Pour les entreprises, il faut sérier les questions, selon les quatre types d’obligations que nous venons de citer : dettes de travail, de relations commerciales, de financement long et de dettes fiscales.
Le plus simple concerne les impôts. Pour éviter la tétanie complète, l’État peut différer, ou dans certains cas annuler, le montant des impôts à verser, dont les charges sociales. Le soulagement de trésorerie est immédiat. L’État doit être bien sûr sélectif : au sens large, il représente plus de 50% du PIB. Chaque mois de congélation représente donc 50 / 12 = 4% environ du PIB, qui accroît d’autant et au même rythme la dette publique. À côté d’une telle ponction, le whatever it takes est un modèle d’austérité.
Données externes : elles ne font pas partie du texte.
PR #31, opened 2025-01-16
Update content on error pages

PriyaNahar2:
Review prohibited page as content is kept super generic to follow suit with school reg side. Do we need to be more specific?

### DIFF
--- a/app/views/appropriate_bodies/claim_an_ect/errors/prohibited_from_teaching.md.erb
+++ b/app/views/appropriate_bodies/claim_an_ect/errors/prohibited_from_teaching.md.erb
@@ -2,6 +2,6 @@
 title: You cannot register <%= PendingInductionSubmissions::Name.new(@pending_induction_submission).full_name %>
 ---
 
-Our records show that <%= PendingInductionSubmissions::Name.new(@pending_induction_submission).full_name %> cannot be claimed as an ECT.
+Our records show that <%= PendingInductionSubmissions::Name.new(@pending_induction_submission).full_name %> is prohibited from teaching. You can use the <a href="https://www.gov.uk/guidance/check-a-teachers-record" class="govuk-link">Check a teacher's record service</a> to get more information.
 
 [Find and claim another ECT](<%= new_ab_claim_an_ect_find_path %>)
--- a/app/views/appropriate_bodies/claim_an_ect/errors/prohibited_from_teaching.md.erb
+++ b/app/views/appropriate_bodies/claim_an_ect/errors/prohibited_from_teaching.md.erb
@@ -1,5 +1,7 @@
 ---
-title: <%= PendingInductionSubmissions::Name.new(@pending_induction_submission).full_name %> is prohibited from teaching
+title: You cannot register <%= PendingInductionSubmissions::Name.new(@pending_induction_submission).full_name %>
 ---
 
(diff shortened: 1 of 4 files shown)


app/views/appropriate_bodies/claim_an_ect/errors/prohibited_from_teaching.md.erb
peteryates, line 1: This page is so uninformative I can't imagine it's much use.

The URL path gives me more info than the page.

I think we should either:

* make the url path (ends in `/prohibited-from-teaching`) equally vague
* tell the user **why** they can't register the person so they don't think it's a problem with the app and try again

claire-hughez: It's worth saying that Policy and engagement have said no one has been registered before that has been prohibited from teaching. I'm not sure how important this page is, which is why we kept is as blank and simple as possible.

The other reason we had for this was because we didn't think the purpose of our service was to inform of prohibitions - that is what Check a teacher's record is for - and we were worried any data or security implications here.

peteryates: > Our records show that John Smith is prohibited from teaching. You can use the [Check a teacher's record](https://www.gov.uk/guidance/check-a-teachers-record) service to get more information.

PriyaNahar2: Hmm that makes sense - shall we keep it generic to stay in line with the school side for now and revisit it if needed? @emily-prudence-dfe - what do you think? Pete's also got a good suggestion

emily-prudence-dfe: Honestly it's so unlikely to be used, it doesn't matter too much. I'm happy to go with Pete's suggestion directing people towards CTR - it might not be in line with schools now, but I don't think we're at risk of overexposing since it's data any AB can see on any record now

joe-harrison-dfe:
@PriyaNahar2 will cover the small bug on the exemption error page, fixing content and changing 'Claim another induction' link to a button.

PriyaNahar2:
Added link as per @peteryates suggestion:
Before and after screenshots: 
| Before | After |
|  ------ | ------ |
| Screenshot 2025-01-22 at 13 38 51| Screenshot 2025-01-22 at 13 38 34|

Made exempt page more intuitive:
Before and after screenshots: 
| Before | After |
|  ------ | ------ |
|Screenshot 2025-01-22 at 13 40 43|Screenshot 2025-01-22 at 13 40 19| 

cc @joe-harrison-dfe @emily-prudence-dfe @peteryates

emily-prudence-dfe (approved):

app/views/appropriate_bodies/claim_an_ect/errors/prohibited_from_teaching.md.erb
claire-hughez: I think that makes sense - some school users (probably many) won't have access to Check a teacher's record, but I think nearly all AB users will

peteryates:
I've resolved the conflicting files, this is ready to go now @PriyaNahar2 🚀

La dette commerciale n’est pas en un premier temps le sujet principal. Imaginons pour voir ce point qu’une chaîne de valeur entre entreprises (de type B2B) s’arrête tout à coup. Le client ne paie plus, mais le fournisseur à son tour non plus. Cette congélation subite ne pose pas trop de problèmes dans l’immédiat en raison des délais de paiement. Si les ventes s’arrêtent le jour J, cela ne signifie pas une baisse de trésorerie pendant les 60 premiers jours, tout au plus une baisse du poste clients. Dans le même temps, l’entreprise arrête ses achats de fournitures, mais doit bien sûr continuer à payer ses achats antérieurs si jamais le cycle de production n’est pas immédiat. Si ce dernier est d’un mois, et que le montant des fournitures est la moitié du montant des ventes, il en résulte une contrainte de trésorerie égale à un quart du poste client, ce qui pour la plupart des entreprises est normalement gérable.
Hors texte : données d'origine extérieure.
PR #43, opened 2025-01-18
Make teacher search work on word prefixes

peteryates:
Now search terms will receive a wildcard suffix that means results will be returned if all of the provided words match a teacher's name fields.

This means we can find John Smith by searching for:

* John Smith
* john smith
* jo sm
* jo
* sm


JSJohal (approved):
Looks good!

PR #45, opened 2025-01-19
Hide the edit link for AB past induction periods

peteryates:
This was added for admins and incorrectly shown on the AB side too. Now it can be configured with the enable_edit argument which defaults to false.

| Before | After |
| ----- | ------ |
| Screenshot From 2025-01-19 17-03-06 | Screenshot From 2025-01-19 17-03-21


PriyaNahar2:
Looks good. Ready to merge @peteryates

PR #48, opened 2025-01-20
Register ECT/Mentors - Create TeacherEmail table to store emails

TobyRet:
### Ticket
https://github.com/DFE-Digital/register-ects-project-board/issues/1091 

### Note 
This 1 of 2 possible solutions up for discussion. [Please also see the other proposed solution](https://github.com/DFE-Digital/register-early-career-teachers-public/pull/60).

### Changes
- Create TeacherEmail table to store `teacher_id` and `email`. The `ect_at_school_period` and `mentor_at_school_period` tables now reference this new table. 
- This allows us to ensure that the combination of `teacher_id` and `email` is unique, as well as ensuring that `emails` by themselves are unique (so that other Mentors and ECTs cannot take an existing address)
- Validate at both the model and db layers

### Validation summary ( `teacher_emails` table)

Feature | Allowed?
-- | --
Duplicate email for same teacher | No
Teacher can have more than one email | Yes
Duplicate email across all teachers | No
Blank (nil) emails | Yes

### DIFF
--- a/app/models/ect_at_school_period.rb
+++ b/app/models/ect_at_school_period.rb
@@ -11,6 +11,10 @@ class ECTAtSchoolPeriod < ApplicationRecord
   has_many :events
 
   # Validations
+  validates :email,
+            notify_email: true,
+            allow_nil: true
+
   validates :started_on,
             presence: true
 
--- a/app/models/mentor_at_school_period.rb
+++ b/app/models/mentor_at_school_period.rb
@@ -9,6 +9,10 @@ class MentorAtSchoolPeriod < ApplicationRecord
   has_many :events
 
   # Validations
+  validates :email,
+            notify_email: true,
+            allow_nil: true
+
   validates :started_on,
             presence: true
 
--- a/db/migrate/20250123161607_add_email_to_mentor_at_school_periods.rb
+++ b/db/migrate/20250123161607_add_email_to_mentor_at_school_periods.rb
@@ -1,0 +1,5 @@
+class AddEmailToMentorAtSchoolPeriods < ActiveRecord::Migration[8.0]
+  def change
+    add_column :mentor_at_school_periods, :email, :string
+  end
+end
--- a/db/migrate/20250123161652_add_email_to_ect_at_school_periods.rb
+++ b/db/migrate/20250123161652_add_email_to_ect_at_school_periods.rb
@@ -1,0 +1,5 @@
+class AddEmailToECTAtSchoolPeriods < ActiveRecord::Migration[8.0]
+  def change
+    add_column :ect_at_school_periods, :email, :string
+  end
+end
--- a/db/schema.rb
+++ b/db/schema.rb
@@ -10,8 +10,8 @@
 #
 # It's strongly recommended that you check this file into your version control system.
 
-ActiveRecord::Schema[8.0].define(version: 2025_01_20_140655) do
-# These are extensions that must be enabled in order to support this database
+ActiveRecord::Schema[8.0].define(version: 2025_01_23_161652) do
+  # These are extensions that must be enabled in order to support this database
   enable_extension "pg_catalog.plpgsql"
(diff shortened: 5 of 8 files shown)


db/migrate/20250120094641_add_email_to_ect_at_school_periods.rb
```diff
@@ -0,0 +1,5 @@
+class AddEmailToECTAtSchoolPeriods < ActiveRecord::Migration[8.0]
+  def change
+    add_column :ect_at_school_periods, :email, :string
```
tonyheadford, line 3: Could we add a unique constraint in some form on these? We might need to add an emails table though and make these references to that table as I'm not sure having them in place would allow it?  Any thoughts?

db/migrate/20250120134632_add_unique_constraint_to_email.rb
```diff
@@ -0,0 +1,6 @@
+class AddUniqueConstraintToEmail < ActiveRecord::Migration[8.0]
+  def change
+    add_index :ect_at_school_periods, :email, unique: true, where: "email IS NOT NULL", name: "unique_email_on_ect_at_school_periods"
+    add_index :mentor_at_school_periods, :email, unique: true, where: "email IS NOT NULL", name: "unique_email_on_mentor_at_school_periods"
```
peteryates, line 4: I don't think we need the `where:` clause here, nulls aren't considered equal.

db/migrate/20250120094641_add_email_to_ect_at_school_periods.rb
TobyRet: Hey @tonyheadford  - as discussed have added constraints on the model and db

db/migrate/20250120134632_add_unique_constraint_to_email.rb
TobyRet: Depends possibly - the default behaviour of the unique index is to disregard null values when enforcing uniqueness but if we are potentially going to have _lots_ of emails with 'null' then adding the WHERE clause will make the index smaller. 

Happy to take you recommendation on this!

tonyheadford: Will this work for teachers:
1. using their personal email and they move school and want to use the same email
2. leave a school and then return at some point in the future and wish to keep their original school email

app/migration/builders/ect/school_periods.rb
```diff
@@ -12,12 +12,16 @@ def build
         success = true
         school_periods.each do |period|
           school = School.find_by!(urn: period.urn)
+          # Check where the email address may come from
+          teacher_email = TeacherEmail.find_or_create_by!(teacher_id: teacher.id, email: nil)
```
TobyRet, line 16: @tonyheadford - can the email be sourced or should we set to nil for now?

app/migration/builders/mentor/school_periods.rb
```diff
@@ -12,12 +12,16 @@ def build
         success = true
         school_periods.each do |period|
           school = School.find_by!(urn: period.urn)
+          # Check where the email address may come from
```
TobyRet, line 15: https://github.com/DFE-Digital/register-early-career-teachers-public/pull/48/files#r1923775532

db/migrate/20250120094641_add_email_to_ect_at_school_periods.rb
TobyRet: As discussed we are leaving constraints alone for now

db/migrate/20250120134632_add_unique_constraint_to_email.rb
TobyRet: As discussed we are leaving constraints alone for now

TobyRet:
Closing in favour of https://github.com/DFE-Digital/register-early-career-teachers-public/pull/48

Il en va différemment si l’entreprise continue à opérer et que ses clients sont en défaut de paiement, ou bien si l’entreprise vend directement à des clients finals, qui paient cash. C’est ici qu’on voit qu’avoir un BFR négatif, notamment dans le commerce, n’est pas toujours un avantage du point de vue de la trésorerie.
D’une manière générale, on voit que le choc conjoncturel que nous vivons, à l’inverse du choc de 2008 qui, d’origine financière, s’était transformé rapidement en un énorme choc sur la demande, n’en aura probablement pas des conséquences aussi fortes sur la dette commerciale. Dans une économie à l’arrêt, à la fois côté offre et côté demande, les achats aux fournisseurs s’arrêtent comme les ventes aux clients et le BFR, du moins pendant un temps, n’est pas autant affaibli. Une politique publique efficace consiste à donner des garanties sur la dette commerciale (via par exemple des garanties données au secteur de l’affacturage ou au secteur de l’assurance-crédit, comme l’a été le produit CAP en 2009) ou par un moratoire sur les factures d’eau, de loyer et d’énergie, sous certaines conditions. La BPI s’est engagée notamment à garantir jusqu’à 90% des crédits de trésorerie des PME auprès des banques. Et l’État met en place un fonds de 300 Md€ pour que les PME aient accès à des financements jusqu’à 25% de leur chiffre d’affaires à des taux d’intérêt bas. L’État pourrait aussi autoriser des délais de la TVA (dont le délai est à 30 jours), outre ce qu’il permet sur l’IS et la TCE, un mouvement auquel il répugne aujourd’hui, donnant priorité à d’autres formes d’aide. Enfin, il doit renforcer de toute urgence les dispositifs de surveillance des grandes entreprises pour qu’elles ne profitent pas de leur position de force vis-à-vis de leurs fournisseurs de taille plus modeste pour alléger sur leur dos leurs inquiétudes s’agissant de la trésorerie.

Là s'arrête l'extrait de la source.